» **EXERCISE DIRECTIONS**
Below are records; count the lines that hold the string "packer" and give only the count.

Top of MATERIAL FOR THE TASK

PR #660, opened 2021-07-21
Increase Restart timeout for Windows

jsturtevant:

#659 is seeing builds timeout for Windows (https://github.com/kubernetes-sigs/image-builder/pull/659#issuecomment-884357758)

**Additional context**

I didn't update the restart timeout for OVA as there was custom logic.  @perithompson do you think we should increase it there too?

/sig windows

### DIFF
--- a/images/capi/packer/ami/packer-windows.json
+++ b/images/capi/packer/ami/packer-windows.json
@@ -91,6 +91,7 @@
       "user": "Administrator"
     },
     {
+      "restart_timeout": "10m",
       "type": "windows-restart"
     },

Bottom of MATERIAL FOR THE TASK

» **RESPONSE**
2